Из этой поездки вышла пьеса «Укрощение мистера Робинзона», прошедшая по всему Союзу — её ставил Большой драматический театр, Камерный театр и другие театры страны, и книга «Пролог», разгромленная рапповской критикой. Статьи назывались «Литературный гомункулюс», «Эпигон формализма» и др. Статей было много, но положительной — ни одной. Авторы доказывали, что картина совхозной жизни искажена, потому что я показал её с классово чуждой точки зрения. Мне было предложено покаяться, я не согласился. К сожалению, это предложение принадлежало моему другу, впрочем никогда не интересовавшемуся наблюдением как основой жизненного опыта. Разговор продолжался шесть часов. Он поразил меня — мой друг,, несомненно, говорил одно, а думал другое. И так как эта трещина была непривычна для уха, я услышал её так же ясно, как если бы постучал пальцем по надтреснувшей чашке. Но как бы ни была ничтожна эта трещина, она уже стремилась укрыться от света дня, она требовала к себе известного отношения. И он выбрал это отношение — лёгкости, почти беспечности, смотрения сквозь пальцы, — что он посоветовал и мне, совершенно искренне, потому что я был ему дорог. Он доказывал, что ничего не стоит написать десять строк о том, что недостатки книги «Пролог» непреднамеренны и произошли лишь от моего неполного знания жизни. Перечитывая «Пролог» в наши дни, я убеждаюсь в том, что он был написан со всей искренностью, на которую я был способен.

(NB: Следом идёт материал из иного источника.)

PR #1273, opened 2025-04-15
Add support for einsum operation to pytorch parser (requires 1116)

JanFSchulte:
Builds on Chang's keras v3 PR #1116 and exposes the new einsum implementation through the pytorch parser. pytorch doesn't have an an equivalent to `EinsumDense` but allowing the use of einsum operations in some custom model would still be useful. 

## Type of change

## Tests

Added 2 use cases (outer product and batch matrix multiplication to the pytests, works without issues. 

## Checklist

### DIFF
--- a/hls4ml/converters/pytorch/core.py
+++ b/hls4ml/converters/pytorch/core.py
@@ -1,6 +1,7 @@
 import numpy as np
 
 from hls4ml.converters.pytorch_to_hls import pytorch_handler
+from hls4ml.utils.einsum_utils import _validate_einsum_expr
 
 
 @pytorch_handler('Constant')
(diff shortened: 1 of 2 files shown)


hls4ml/converters/pytorch/core.py
```diff
@@ -157,3 +157,35 @@ def parse_batchnorm_layer(operation, layer_name, input_names, input_shapes, node
...
+    input_shapes_tmp[1][0] = 1
+    layer['inp0_shape'] = tuple(input_shapes_tmp[0])
+    layer['inp1_shape'] = tuple(input_shapes_tmp[1])
+
+    # Run einsum to infer output shape
+    import torch
+
+    a = torch.randn(input_shapes_tmp[0])
+    b = torch.randn(input_shapes_tmp[1])
+    layer['out_shape'] = tuple(torch.einsum(layer['equation'], a, b).shape)
```
calad0i, line 189: It is preferred to use `hls4ml.utils.einsum_utils._validate_einsum_expr` here, something like:

```python
inp_shape0 = input_shapes_tmp[0][1:]
inp_shape1 = input_shapes_tmp[1][1:]

layer['equation'], layer['out_shape'] = _validate_einsum_expr(node.args[0], inp_shape0, inp_shape1
```

In this way wildcard dimensions (`...`) will be fixed to indices and explicit torch call will not be required.
Otherwise all looks good.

Доказать, что я был прав, — это была лишь одна мысль, с которой я намерен был выступить на съезде писателей. Вторая касалась позиции автора, о которой я много думал, работая над написанным вскоре после «Пролога» романом «Художник неизвестен». После ликвидации РАПП а в 1932 году мне казалось крайне важным определить эту позицию, искажённую «напостовцами» идеей воинствующего утилитаризма. После выстрела Маяковского не было, мне казалось, ни одного честного писателя, который не опасался бы вышеупомянутой трещины, извилисто пробежавшей между правдой и её всякого рода подобиями в литературе. Я понимал, что призвание писателя обязывает в паше время и в нашей литературе как никогда и что за малейший допуск в пригонке деталей нравственности он расплачивается тоже как никогда. Неполнота правды деформирует искусство, а так как писатель и есть то, что он создаёт, — деформирует и сознание. Ложный шаг надо оправдать прежде всего перед самим собой — находятся доводы, придумываются оправдания. Надо как–то уладить этот шаг перед женой, детьми и друзьями. Удается и это. Так начинается лепка двойника, создание второй, литературной личности, которая уже, в сущности, почти отделилась от первой, хотя и настаивает подчас на безусловном тождестве и единстве. Работа сложная, деликатная, с каждым годом требующая всё больше сил, времени и внимания! Не художество, не самоотдача, не воспроизведение жизни, а воспроизведение самого себя во все возрастающих размерах. Тысячи обусловленностей врываются в жизнь, и самая важная из них — положение. В книгах, если ещё они появляются, — нет голоса, и они отзываются, лишь если кому–нибудь придёт в голову щёлкнуть по пустой оболочке.